By Robert Schlesinger, Thomas Jefferson Street blog
Gallup brings some bad news for Obama partisans: State of the Union addresses don't typically give presidents a polling bump. The polling organization looked at its pre- and post-State of the Union polling numbers for presidents going back to Jimmy Carter. The only one who came out ahead was Bill Clinton, who averaged a three point boost in his approval ratings. Carter, Ronald Reagan, and George W. Bush averaged a point decline, while George H. W. Bush averaged a three point drop.
Those statistics help explain why tonight's speech presents an opportunity for President Obama, but perhaps not the one sought in instant analysis and overnight poll numbers.
It really shouldn't be surprising that presidents get such a small bump from the speech. For such a celebrated and ceremonial moment, the State of the Union is often a crashing bore. Part of the reason for that is endemic to the speech. Yes, it's the president's one guaranteed moment to commune with the country and lay out his agenda for the year. But for that reason, policy suggestions have been pouring in to the White House speechwriters' offices for months now, every agency hoping to get a precious line for their pet program.
So the speech often turns into a laundry list. It has to cover the policy waterfront--a presidential agenda is a sprawling thing, even for presidents who try to take on less at once than has Obama (which is to say, most of them).
As a result the State of the Union has brought few memorable moments. FDR introduced the "four freedoms" in 1941; Truman's 1949 speech included his promise of a "fair deal"; JFK announced his plans for a manned moon mission in a special "second" State of the Union speech in 1961; in 1982, Reagan inaugurated the tradition of having a hero in the first lady's box with Lenny Skutnik; Clinton declared the end of the "era of big government" in 1996; and W. gave us the "axis of evil" in 2002. That's a half dozen examples in nearly 70 years.
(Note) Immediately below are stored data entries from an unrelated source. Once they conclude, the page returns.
Issue #3889, opened 2018-03-23
The Dependency resolver should select the most compatible [Patch] version instead of only the exact 'requested' version


clguimanMSFT:
## Steps to reproduce
Starting with netcore 2.1 runtime the logic to find deps files has changed. The runtime will only search for the deps file in a folder matching with the app's requested framework version. Previously it would just use whatever folder it found.

The changed was done in this PR: https://github.com/dotnet/core-setup/pull/3743/files 

## Expected  behavior

The runtime should still look in the requested version folder, but if it can't find it, it should fallback and search in the <fx major version>.<fx minor version> folder.

This is useful for scenarios where assemblies are loaded at runtime from a previously deployed folder structure (without having control over the app's targeted framework version). With the new behavior, users will need to deploy the new folder structure each time a new patch version is released. My proposal would limit the folder structure release only when a minor framework version is released.

## Environment data

steveharter:
That 2.1 PR mentioned above reverted behavior to the 2.0 behavior which is to use the "requested" version, not the "found" version. So this issue existed in 2.0 as well AFAIK

clguimanMSFT:
I don't know what the intended behavior was in 2.0, but it was enough to just have one folder ("2.0") and this one was always picked up when searching for the deps file. It's possible some other logic that decides what fx version to use might have changed in the 2.1 runtime

steveharter:
Perhaps a 2.0 runtimeconfig.json specified "2.0", and not "2.0.0" for the framework version? I'll check when I have time.

clguimanMSFT:
this is the app's runtimeconfig.json:
`{
  "runtimeOptions": {
    "tfm": "netcoreapp2.0",
    "framework": {
      "name": "Microsoft.NETCore.App",
      "version": "2.0.0"
    },
    "configProperties": {
      "System.GC.Server": true
    }
  }
}`

steveharter:
Whether it's the same or not I suppose is not a concern, because we want a "reverse roll forward"-like approach which is different than "requested" vs. "found". Based on the offline discussion today, we'll need to clarify the requirements.

karelz:
The is late design change request, which needs solid design first, adding Post-ZBB

steveharter:
Adding link to [design doc](https://github.com/dotnet/core-setup/blob/master/Documentation/design-docs/additional-deps.md) which is still a work-in-progress

karelz:
Fixed in release/2.1 in PR #4094.

Issue #3884, opened 2018-03-22
additionalDeps downgrades shared runtime library


pakrym:
## Steps to reproduce
1. `dotnet new web`
2. `mkdir deps`
3. set `yourdir\deps\shared\Microsoft.NETCore.App\2.1.0-preview2-26308-01\a.deps.json` (modify runtime framework version to be the one referenced in `.dotnet\x64\shared\Microsoft.AspNetCore.App\2.1.0-preview2-xxxxx\Microsoft.AspNetCore.App.runtimeconfig.json` app references)
```
{
  "runtimeTarget": {
    "name": ".NETCoreApp,Version=v2.1.0",
    "signature": "5e814c43a4bb318be73c818ca300cacedf418e91"
  },
  "compilationOptions": {},
  "targets": {
    ".NETCoreApp,Version=v2.1.0": {
      "Microsoft.AspNetCore.Hosting.Abstractions/2.0.0": {
        "dependencies": {
          "Microsoft.AspNetCore.Hosting.Server.Abstractions": "2.0.0",
          "Microsoft.AspNetCore.Http.Abstractions": "2.0.0",
          "Microsoft.Extensions.Configuration.Abstractions": "2.0.0",
          "Microsoft.Extensions.DependencyInjection.Abstractions": "2.0.0",
          "Microsoft.Extensions.FileProviders.Abstractions": "2.0.0",
          "Microsoft.Extensions.Hosting.Abstractions": "2.0.0",
          "Microsoft.Extensions.Logging.Abstractions": "2.0.0"
        },
        "runtime": {
          "lib/netstandard2.0/Microsoft.AspNetCore.Hosting.Abstractions.dll": {}
        }
      }
    }
  },
  "libraries": {
    "Microsoft.AspNetCore.Hosting.Abstractions/2.0.0": {
      "type": "package",
      "serviceable": true,
      "sha512": "sha512-836NSTzCM1r1tgCRw92y2/TOKVI8HC0ahh+SDer4oMNwuk7LYgSayjQ3rYHDpQDAaGCMF8vFjFphhRECc9Xtog==",
      "path": "microsoft.aspnetcore.hosting.abstractions/2.0.0",
      "hashPath": "microsoft.aspnetcore.hosting.abstractions.2.0.0.nupkg.sha512"
    }
  }
}

```
4. Set `$env:DOTNET_ADDITIONAL_DEPS="yourdir\deps"`
5. dotnet run

## Expected  behavior
[...]

PR #4084, opened 2018-04-26
Add "no downgrade" and "rollback" features to additional deps

steveharter:
This addresses 2 additional-deps features that were reviewed prior. These will also go into 2.1 pending shiproom approval:
https://github.com/dotnet/core-setup/issues/3884
https://github.com/dotnet/core-setup/issues/3889

One feature is “no downgrade”, here’s some detail:

Currently we process deps.json entries in this order today: app, additional-deps, frameworks
    - Where first-in wins
    - Thus the additional-deps “downgrades” the framework on collision (except for major\minor roll forward – see below)

Proposal is we change to this order: app, frameworks, additional-deps
    - Plus we allow additional-deps to upgrade the previous app\framework whether or not there was any roll-forward (based on version numbers in the deps.json files)

The other feature is "roll-backwards. Here we limit to patch version only (no major/minor roll-backward)

cc @pakrym, @clguimanMSFT, @karelz

### DIFF
--- a/src/test/HostActivationTests/GivenThatICareAboutLightupAppActivation.cs
+++ b/src/test/HostActivationTests/GivenThatICareAboutLightupAppActivation.cs
@@ -1,6 +1,7 @@
 ﻿// Copyright (c) .NET Foundation and contributors. All rights reserved.
 // Licensed under the MIT license. See LICENSE file in the project root for full license information.
 
+using Newtonsoft.Json.Linq;
 using System;
 using System.Collections.Generic;
 using System.IO;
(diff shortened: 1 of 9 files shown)


src/test/HostActivationTests/GivenThatICareAboutLightupAppActivation.cs
```diff
@@ -128,6 +128,82 @@ public void Muxer_activation_of_LightupApp_WithLightupLib_Succeeds()
                 .HaveStdOutContaining("Hello LightupClient");
         }
 
+        // Success case with roll-backwards support
+        [Fact]
+        public void Muxer_activation_of_LightupApp_WithLightupLib_and_Roll_Backwards_Succeeds()
```
pakrym: Test for prerelease to release rollback

pakrym: Test that we don't roll over minor.

steveharter: Sure. I will add that, however I'll need to refactor the "shared fx" test code (from `GivenThatICareAboutMultilevelSharedFxLookup.cs`) into a common class so I can deploy and target a specific preview\non-preview framework version (instead of the current one like the current test).

steveharter:
@pakrym I added the two tests you asked for.

Issue #4071, opened 2018-04-25
Remove all but latest TFM from Microsoft.NETCore.App dependencies


weshaggard:
After https://github.com/dotnet/core-setup/pull/4060 moved to netcoreapp2.2 we should make it explicit that we no longer support the older TFMs with the latest package so we should remove netcoreapp1.0/1.1/2.0 dependencies from the package.

ericstj:
We missed https://github.com/dotnet/core-setup/blob/7362f3bc1dca0ad537871f4f33e4bfce66c9ed19/src/pkg/projects/Microsoft.NETCore.App/Microsoft.NETCore.App.pkgproj#L33-L37

weshaggard:
I agree we should remove that as well. Out of curiosity how did you find this? Did it cause some issue somewhere?

ericstj:
@livarcocc was updating the SDK and compile was failing.  They hadn’t retargeted.

weshaggard:
Fixed the last issue with #4167

PR #4089, opened 2018-04-27
Remove older TFMs from Microsoft.NETCore.App

weshaggard:
Microsoft.NETCore.App will only support the target framework
that matches its major/minor version after this change.

Example: 2.2.x will only support netcoreapp2.2

Fixes https://github.com/dotnet/core-setup/issues/4071

@ericstj PTAL


ericstj:
@weshaggard we missed this guy:
https://github.com/dotnet/core-setup/blob/7362f3bc1dca0ad537871f4f33e4bfce66c9ed19/src/pkg/projects/Microsoft.NETCore.App/Microsoft.NETCore.App.pkgproj#L33-L37

/cc @livarcocc

Issue #4053, opened 2018-04-20
ThirdPartyNotices.txt in installer/packages is missing entries


RussKeldorph:
_From @gregg-miskelly on April 20, 2018 0:38_

Repro steps:
1. Download https://www.nuget.org/packages/runtime.linux-x64.Microsoft.NETCore.App/2.1.0-preview2-26406-04
2. Look at THIRD-PARTY-NOTICES.TXT

Expected:
This should call out all of CoreCLR's Third Party Notices. An example missing one is libunwind8. I believe the complete list can be found at https://github.com/dotnet/coreclr/blob/release/2.1/THIRD-PARTY-NOTICES.TXT

Actual:
[THIRD-PARTY-NOTICES.TXT](https://github.com/dotnet/coreclr/files/1930160/THIRD-PARTY-NOTICES.TXT)

There is a similar problem when installing the .NET SDK (and maybe runtime?) - there is a ThirdPartyNotices.txt (laid down to /usr/share/dotnet/ThirdPartyNotices.txt and c:\Program Files\dotnet\ThirdPartyNotices.txt), but this is also missing many items from this repo's Third-Party-Notices, including libunwind8 again.

_Copied from original issue: dotnet/coreclr#17690_

RussKeldorph:
_From @danmosemsft on April 20, 2018 4:46_

@RussKeldorph seems like 2.1 fix is needed

RussKeldorph:
@danmosemsft Sounds like you understand this better than I do.  Can you give more details on exactly what needs to happen?  Does coreclr just need to add its THIRD-PARTY-NOTICES.TXT to its package(s) [all of them? which path?] and upstack can take it from there?

I'm sure I could figure it out eventually, but given the urgency, if someone knows exactly what needs to happen, I'd appreciate a hint.

@eerhardt @weshaggard @janvorli

RussKeldorph:
_From @eerhardt on April 20, 2018 14:19_

There looks to be a few things wrong here.

We also aren't keeping the corefx third-party-notices up to date.  It appears the way this works is that there is a duplicated license file in core-setup that contains all the 3rd party notices from all 3 core repos.  However, it hasn't been updated in almost 2 years.  See https://github.com/dotnet/core-setup/blob/master/resources/ThirdPartyNotices.txt.  This is the file that is included in the installers and tarballs.

[...]

PR #4090, opened 2018-04-27
Update 3PN merging in coreclr and corefx notices

weshaggard:
Fixes https://github.com/dotnet/core-setup/issues/4053

PTAL @leecow @richlander


weshaggard:
I did miss that. I will update the installers to use the same file as the packages which is the one in the root of the repo.

PR #4020, opened 2018-04-12
Enable building upgradeable linux packages with updated runtime-deps dependency moved from host to runtime package

rakeshsinghranchi:
This enables producing upgradeable major.minor installers for Linux. This enables acquiring latest major.minor.release packages using Linux package managers. 

For 2.1 release , these are the package names: 
**dotnet-host**
**dotnet-runtime-deps-2.1**
**dotnet-hostfxr-2.1**
       --depends on dotnet-host (>= major.minor.patch-revision)
**dotnet-runtime-2.1**
    --depends on dotnet-hostfxr-2.1 (>= major.minor.patch-revision)
    -- depends on dotnet-runtime-deps-2.1 (>= major.minor.patch-revision)

This PR takes care of the following : 
1. Updating runtime-deps dependency from dotnet-host to dotnet-runtime package
2. Produce upgradeable Debs and RPMs for Runtime. 
3. Build will continue to produce the old style packages for now. Switching to major upgradeable package will be done later. @leecow  has more details

PR #4104, opened 2018-04-30
[release/2.1] Build upgradeable linux packages port

weshaggard:
Port of #4020 

cc @rakeshsinghranchi @Petermarcu @leecow


Petermarcu:
Wes, do you think we are good on this one with that CI failure given that its likely related to removing those packages as part of the musl move?

weshaggard:
test Linux-musl x64 Debug Build

The linux-musl leg should pass so we should understand that before merging.

weshaggard:
test Linux-musl x64 Debug Build

PR #7042, opened 2019-07-02
[release/3.0] Leave any cross-targeting file off RuntimeList.xml

dagood:
Clean port of https://github.com/dotnet/core-setup/pull/7041:

> For #7039.
> 
> Detect the `_` in e.g. `runtimes/x64_arm/native/libclrjit.so` and don't include it in `RuntimeList.xml`.
> 
> I would prefer to change the input `TargetFilePrefixes` to use `runtimes/linux-arm/` rather than `runtimes/`, but that would take more validation work than the task-side workaround. I'll file an issue to follow up.
> 
> I'm running a mock build now to make sure this works.
> 
> /cc @wtgodbe @dsplaisted


dagood:
Merging: notes about validation in https://github.com/dotnet/core-setup/pull/7041.

PR #7134, opened 2019-07-09
Use tracing infrastructure to log realpath() and getcwd() errors

lpereira:
We have a nice tracing infrastructure; let's use it instead of sending messages to stderr with perror().  Also, if possible, give a little bit more context.

This is probably only for 5.0 as will change `dotnet` and it's too late for that at this point.


vitek-karas:
Feel free to merge this now.

PR #7135, opened 2019-07-09
Retry extraction of bundle to avoid issues with locked files by AV

vitek-karas:


lpereira:
> ~~640KB~~50s should be enough for everybody.

Seems to be a robust workaround.  Even though it's in a platform-independent area, this shouldn't affect platforms where AV software is less common (which, coincidentally, are also platforms where files can be moved around even if some process have them open.)

src/corehost/cli/apphost/bundle/bundle_runner.cpp
```diff
@@ -312,21 +312,41 @@ StatusCode bundle_runner_t::extract()
...
-                return StatusCode::Success;
+                bool should_retry = errno == EACCES;
+                if (can_reuse_extraction())
+                {
+                    // Another process successfully extracted the dependencies
+
+                    trace::info(_X("Extraction completed by another process, aborting current extracion."));
+
+                    remove_directory_tree(m_working_extraction_dir);
+                    return StatusCode::Success;
```
AaronRobinsonMSFT: Should we be calling `fclose(m_bundle_stream)` here? All other cases cause that to happen.

lpereira: Good catch. Yes, seems like it, even though the original code didn't do it in this path.

dasMulli:
50s is actually good, McAffee's default timeout for on-access scanning is 45s, so the files "should" be unlocked 45s after writing 🤞

PR #7171, opened 2019-07-11
Fixes couple of places in the bundle runner where we might leak memory.

vitek-karas:
Note that in reality this is a non-issue: The leaks are only present if something fails and in case of failure the process will immediately exit anyway.

I know that @swaroop-sridhar has plans to rewrite most of this using file mapping, so the code as-is will mostly go away. I did this mostly for my own education on how to write this correctly. And since I had the changes read, we might as well merge it.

And for each one there's a "new federalism" (Nixon, 1970) or a "new foundation" (Carter, 1979), not to mention scores of other pieces of long-forgotten rhetorical detritus.
And while Obama is a remarkable speaker, he is at his best when seeking oratorical heights (hope and change) or when tackling a single issue with nuance and depth (race, during the primary or just wars, during his Nobel acceptance). The State of the Union doesn't play to either strength.
That's not to say that Obama won't give a good speech; and it doesn't mean that he doesn't have a long term opportunity. This is a chance for him to reset, restart and reintroduce himself to voters. His speech won't itself turn around Obama's slide, but it can provide a road map and a first step--with the proper follow-up. Clinton's "era of big government" speech worked in part because it was thematically of a piece with the tone he would set throughout the year.
Obama's speech is expected to be long on populism and fighting. In that regard it may most closely hearken to Truman's 1948 address. "Congress meets--Too bad too," Truman recorded in his diary before the speech. "I'm to address them soon. They won't like the address either." His address was a keynote for the campaign, drawing sharp lines with the Republican Congress. Obama has a trickier task: He needs to draw bright lines and take a combative tone, not with Republicans (voters want everyone to get along), but with big business, special interests, and so forth.